Back in the Dark Ages of boxing, before $1 million purses and closed-circuit television, trainer Ray Arcel had a homespun medicament for fighters who were cut during a bout. He'd detach a pinch of chaw from the wad of tobacco in his mouth, smooth it between thumb and forefinger, mash it against the gash and send his man back out. Afterward, of course, he'd make certain the lad was properly darned by a doctor.
During his 65 years in boxing Arcel earned a reputation for selflessness. He admits to having occasionally fed his fighters first, then his own family. Now that Arcel, 85, is retired it's only fitting that a sorely needed facility for old fighters be named in his honor.
The Ray Arcel Medical Center is located on Broadway in Manhattan, a block south of Times Square, sandwiched between a travel agency and a hosiery outlet and up one flight of steps. On a wall in the waiting room is a bronze plaque bearing Arcel's countenance.
The medical center is diagnostic only; no prescriptions are written, no therapy administered. Members of Ring No. 8, the New York-New Jersey chapter of the Veteran Boxers Association, are entitled to a free annual checkup. That's all. If something ails them they are notified by the attending physician. Treatment is another matter and, for most ex-fighters, another problem.
There are so many medical troubles hounding today's physically and financially afflicted old boxers that the center amounts to little more than a gesture, really, a plug of tobacco in a wound. Still, it's better than nothing, which is what so many retired fighters once had.
The Veteran Boxers Association was founded to provide a forum by means of which old "fight guys" could recall the glorious past. It consists of loosely organized "rings" nationwide. A gala dinner of the Queensboro ( N.Y.) Elks Lodge in December 1984 marked Ring 8's first serious attempt to raise funds for the diagnostic center.
Inside the lodge that night a gnarled assortment of old boxers, cornermen, trainers—even Arcel himself, spry as you please—exchanged firm handshakes, pounded backs and crowded around the bar.

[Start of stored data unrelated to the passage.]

Issue #13159, opened 2020-04-24
Validation failures give error location based on minified arm template


Tyriar:
Repro:

1. Create `arm-test.json` with this content
```json
{
    "$schema": "https://schema.management.azure.com/schemas/2019-04-01/deploymentTemplate.json#",
    "contentVersion": "1.0.0.0",
    "parameters": {
        "appservice_name": {
            "defaultValue": "testing",
            "type": "string"
        },
        "location": {
            "defaultValue": "West US",
            "type": "string"
        }
    },
    "resources": [
        {
            "type": "Microsoft.Web/serverfarms",
            "apiVersion": "2018-02-01",
            "name": "[parameters('appservice_name')]",
            "location": "[parameters('location')]",
            "sku": {
                "name": "P1v2",
                "tier": "PremiumV2",
                "size": "P1v2",
                "family": "Pv2",
                "capacity": 1
            },
            "kind": "linux",
            "properties": {
                "perSiteScaling": false,
                "maximumElasticWorkerCount": 1,
                "isSpot": false,
                "reserved": true,
                "isXenon": false,
                "hyperV": false,
                "targetWorkerCount": 0,
                "targetWorkerSizeId": 0
            }
        },
    ]
}
```
2. Set $vSubscription and $vResourceGroup
3. Run `az deployment group create --subscription $vSubscription -g $vResourceGroup--template-file arm-test.json`

Result:

![image](https://user-images.githubusercontent.com/2193314/80231640-7ccea800-8608-11ea-9105-6891165f1558.png)

So I think there is a bug here and I also have a suggestion. The error says line 1 column 679 clearly the arm template is not that long, it's complaining about some minified version of it being validated.

If that gets fixed, the suggestion is to print this with the path to the file, that way using VS Code's integrated terminal you can click the error and go directly to the problem line, for example:

![image](https://user-images.githubusercontent.com/2193314/80232032-15fdbe80-8609-11ea-994d-2ce19fe562d2.png)

Compilers/linters normally do this which makes it convenient to fix the problem.

yonzhan:
add to S170

zhoxing-ms:
@Tyriar Thank you for your feedback and suggestions~ As you said, this problem is caused by the validation after the ARM template is compressed and comments are deleted.

[...]

PR #13561, opened 2020-05-19
[ARM] az deployment: Fix the problem of incorrect message of JSON after removing comments and compressing (#13159)

zhoxing-ms:
Issue: #13159

**Description**  
When the JSON format of the template file or parameter file is not correct, the following error will be reported:
```pwsh
Expecting value: line 1 column 337 (char 336)
```
There are two problems with it:
1. Because the processing of removing comments and compression in the method `_remove_comments_from_json` will lead to misplacement of error location in error message, so the error message should be wrapped.
2. It does not prompt the specific error file. It may be a template file or a parameter file.

**Testing Guide**  
Deploy or verify the template file or parameter file with incorrect JSON format.

**History Notes**  

---


yonzhan:
add to S170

Among the names on the guest register were La Motta, Graziano, Antuofermo, Ambers, Saddler and a host of lesser recognizables. Cauliflower ears narrowly outnumbered splayed noses.
There was no delicate tinkling of silver on crystal when Danny Kapilow, Ring 8's granite-jawed secretary, stood to speak. He merely scowled and began, "I'm not gonna ask for your attention, I'm gonna demand it." Kapilow expressed pleasure at the turnout and thanked the host Elks. Then the lines on his face became more apparent. "As many of us know," he said, "when the years in the ring are over and you're out of the limelight, it can be a lonely, painful time. That's why we're here tonight." There was poignant silence.
What is it about boxers, about boxing, that creates the need for such comment? One glaring reason: It's the only major sport with no centralized, self-help organ. Boxing has nothing analogous to a player's union, no pension system, no medical benefits, no established means of distributing a fighter's purse.
"Hey, I got news for you," says Irving Rudd, chief publicist for Top Rank promoters. "There is the entire world of sport—and then there's boxing."